New Times,
New Thinking.

  1. Culture
12 January 2022

Angie Belcher on prescribing comedy on the NHS

The comedian discusses how laughter can be used to treat patients suffering with trauma.

By Sophie McBain

When Angie Belcher is teaching comedy, her students often worry that they don’t know how to write jokes. But you don’t make people laugh just because you can land a funny punchline, Belcher always tells them. The first step to becoming a comedian is self-awareness: Who are you? What do you want to say about the world? “Comedy is a political act. Even if you’re not a political comedian, people will ascribe politics to you,” she told me, when we spoke via Zoom. “I’m always saying to people: the more authentic and vulnerable you are on stage, the closer your audience feels to you. The closer they feel to you, the more believable you are. And the more believable you are, the funnier you are.”

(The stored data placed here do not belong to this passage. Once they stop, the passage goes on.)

PR #4403, opened 2016-05-12
Add Local Links Manager service interactions importer Jenkins job

brenetic:
- Local Links Manager requires all the services and interactions for each local authority to be imported at regular intervals from the [Local Government Association](standards.esd.org.uk) site. The import script is already part of the [local-links-manager repo](https://github.com/alphagov/local-links-manager). This commit adds a Jenkins job to run the rake task on the first day of each month.

[Trello card](https://trello.com/c/r8yv6gjk/368-import-all-services-and-interactions-into-local-links-manager-3)

### DIFF
--- a/modules/govuk_jenkins/manifests/job/local_links_manager_import_service_interactions.pp
+++ b/modules/govuk_jenkins/manifests/job/local_links_manager_import_service_interactions.pp
@@ -1,0 +1,25 @@
+# == Class: govuk_jenkins::job::local_links_manager_import_service_interactions
+#
+# Import services and interactions and the mapped service interactions into local-links-manager
+#
+class govuk_jenkins::job::local_links_manager_import_service_interactions (
+  $app_domain = hiera('app_domain'),
+) {
+
+  $check_name = 'local-links-manager-import-service-interactions'
+  $service_description = 'Import services and interactions into local-links-manager'
+  $job_url = "https://deploy.${app_domain}/job/local-links-manager-import-service-interactions/"
+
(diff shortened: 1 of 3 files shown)


surminus:
You'll need to add it to hieradata to enable it (https://github.com/alphagov/govuk-puppet/blob/master/hieradata/production.yaml#L68). 

Do we need to be alerted if the job fails? We can set success/failure downstream jobs to let us know if that's the case.

brenetic:
Thanks @surminus 

Have added it to production.yaml and also added the success/failure icinga notification.

modules/govuk_jenkins/manifests/job/local_links_manager_import_service_interactions.pp
```diff
@@ -0,0 +1,25 @@
...
+  file { '/etc/jenkins_jobs/jobs/local_links_manager_import_service_interactions.yaml':
+    ensure  => present,
+    content => template('govuk_jenkins/jobs/local_links_manager_import_service_interactions.yaml.erb'),
+    notify  => Exec['jenkins_jobs_update'],
+  }
+
+  @@icinga::passive_check { "${check_name}_${::hostname}":
+    service_description => $service_description,
+    host_name           => $::fqdn,
+    freshness_threshold => 3600,
```
surminus: If this only runs but once a month this will need to be higher (whatever a month is in seconds).

brenetic:
@surminus Have set it for 32 days in seconds

surminus:
:+1: Great, looks good, feel free to merge

PR #4406, opened 2016-05-13
Further bugfix for Whitehall attachments

surminus:
We should exclude "lost+found" because it throws an error when it does an rsync due to permissions, and it shouldn't ever be synced.


deanwilson:
Looks fine. Merge away.

PR #4407, opened 2016-05-13
Add logic for attachment syncs

surminus:
If an environment is syncing attachments from another environment, it shouldn't also backup (considering the size and number of attachments we're dealing with). This adds the logic to only enable backups on
environments that are not syncing, and simply adds the tool to allow environment syncs. As in line with other work of this nature, just add the tool to allow an environment sync rather than any other scheduling.


modules/govuk/manifests/node/s_asset_master.pp
```diff
@@ -55,12 +71,21 @@
     file {
     [ '/etc/govuk/aws', '/etc/govuk/aws/env.d']:
       ensure => directory;
+      owner   => 'assets',
+      group   => 'assets',
+      mode    => '750',
```
deanwilson: All 3 of these modes should be '0foo'. Puppet-lint should pick those up.

modules/govuk/templates/node/s_asset_base/attachments-s3-env-sync.sh
```diff
@@ -0,0 +1,21 @@
...
+
+usage() {
+  echo "USAGE: $0 <directory_to_sync>"
+  echo
+  echo "syncs attachments in S3 to local filesystem"
+  echo
+  exit 1
+}
+
+if [ ! $DIRECTORY_TO_SYNC ]; then
```
deanwilson: Probably double quote this variable usage.

modules/govuk/manifests/node/s_asset_master.pp
```diff
@@ -11,12 +11,28 @@
 # [*asset_slave_ip_ranges*]
 #   A hash of IP addresses that the asset slave machines run on.
 #
+# [*s3_bucket*]
```
rjw1: :+1: adding pupperdocs

rjw1:
im happy with this. :+1: merge conflicts though.

surminus:
Thanks @rjw1, realised I'd left some important bits out like adding the script to the server and disabling full syncs in Integration and Staging (which is just wasting money).

deanwilson:
This looks ok. Merge when ready.

alexmuller:
I might be missing something here, but you say:

> If an environment is syncing attachments from another environment, it shouldn't also backup (considering the size and number of attachments we're dealing with).

But I can't see any code that does that. Is that what you meant by:

> left some important bits out like ... disabling full syncs in Integration and Staging

surminus:
@alexmuller that is indeed what I meant. 

If [this](https://github.com/alphagov/govuk-puppet/blob/add-logic-for-attachment-syncs/modules/govuk/manifests/node/s_asset_master.pp#L35) is set to true, then the syncing script [gets created here](https://github.com/alphagov/govuk-puppet/blob/add-logic-for-attachment-syncs/modules/govuk/manifests/node/s_asset_master.pp#L91-L95), and actually there should be a `&& !@s3_env_sync_enabled` added to the conditionals [here](https://github.com/alphagov/govuk-puppet/blob/add-logic-for-attachment-syncs/modules/govuk/templates/node/s_asset_base/process-uploaded-attachments.sh.erb#L44) and [here](https://github.com/alphagov/govuk-puppet/blob/add-logic-for-attachment-syncs/modules/govuk/templates/node/s_asset_base/copy-attachments.sh.erb#L43), great spot, thanks!

surminus:
@alexmuller updated logic, please let me know if it now looks OK! Secrets, buckets and things still need to be added and deployed.

alexmuller:
This looks good to me :+1:

There's a small commit that's snuck into this branch that could be removed (1c911fb311101bc64be4fb73b1c36515f31062ea).

And then I think all this needs is the hieradata with the AWS access creds and it's good to go.

surminus:
Thanks! Removed the commit and rebased. AWS credentials should now be in so will talk about merging and deploying tomorrow - then hopefully the full Production sync can happen over the weekend.

PR #4408, opened 2016-05-13
Add cache-file for s3 syncs

surminus:
The cache-file flag compiles a list of source MD5s for the files that have been synced to the destination. This means that any files which haven't changed are skipped in the run, but if the file has changed
then they'll be included, which should hopefully make the syncs a lot quicker.


deanwilson:
Looks fine. Merge away.

PR #4578, opened 2016-07-04
Recommend using Vagrant 1.7.4

tijmenb:
Vagrant 1.8 doesn't work with vagrant-dns.

https://trello.com/c/S4ulV1Qr/4-vagrant-1-8-is-buggy-recommend-1-7-4


alexmuller:
Can we enforce this in code in the Vagrantfile?

tijmenb:
Yeah, but that would break vagrant for people who have got it working with 1.8 (by hacking the gem). I'd rather not do that.

alexmuller:
Makes sense to me :+1:

PR #4579, opened 2016-07-04
Local links manager link checker job

brenetic:
- Add link checker jenkins job for Local Links Manager. The link checker rake task should run daily after the importing of the links in order to check their status

- Change time that links are imported into Local Links Manager. The link checker rake task takes 19 hours approximately. This changes the importing of the links to run at 1am instead of 5am so that the link
checker task can begin an hour later.

[Trello card](https://trello.com/c/KBT9RC9q/406-check-the-status-code-of-links)

### DIFF
--- a/hieradata/production.yaml
+++ b/hieradata/production.yaml
@@ -89,6 +89,7 @@ govuk_jenkins::job_builder::jobs:
   - govuk_jenkins::job::launch_vms
   - govuk_jenkins::job::local_links_manager_import_service_interactions
   - govuk_jenkins::job::local_links_manager_import_links
+  - govuk_jenkins::job::local_links_manager_check_links
   - govuk_jenkins::job::mirror_network_config
   - govuk_jenkins::job::network_config_deploy
   - govuk_jenkins::job::passive_checks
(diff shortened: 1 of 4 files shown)


surminus:
As discussed this running for 19 hours per day via Jenkins isn't ideal as it could block other work, though opinion from other WebOps would be appreciated!

Alternatively you could run it as a cron job from one machine, and add a passive check into the job to let us know if it errors or hasn't run for whatever reason. You'd need to add the [check into a manifest so it creates the check in Icinga](https://github.com/alphagov/govuk-puppet/blob/3be69889fe4347a027d942a6a79069f8b93fe2d8/modules/govuk/manifests/node/s_asset_master.pp#L67-L72), along with [the code that actually sends the passive check after the job has run](https://github.com/alphagov/govuk-puppet/blob/3be69889fe4347a027d942a6a79069f8b93fe2d8/modules/govuk/templates/node/s_asset_base/process-uploaded-attachments.sh.erb#L60-L61).

brenetic:
Closing this as we are going to take an approach similar to @surminus comment above.

PR #4581, opened 2016-07-05
Add new wildcard_publishing certificate type

alexmuller:
wildcard_alphagov is no longer accurate because we're not using the alphagov domain anymore.


surminus:
:+1: mob review approved! merge away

Belcher is 46, blonde and energetic; ask her how she is, and she’ll usually answer, “peachy, thanks!” She is the comedian-in-residence at Bristol University, a published poet and comedy performer, and has been teaching stand-up for over 15 years. She often teaches university students, theatre companies or corporate clients but is now opening up her courses to less privileged groups. She believes comedy can change the world. Belcher says she’s witnessed how learning stand-up changes people: her students often gain in confidence and self-understanding. There are parallels between the psychotherapeutic process and comedy writing: both can be about reframing your personal narrative. Comedy can act like armour; the right joke can defang a horrible situation. She explains how telling your story on stage is a way of claiming ownership of it, of saying: “I decide what my story is, and I’ve decided to be the hero of it.”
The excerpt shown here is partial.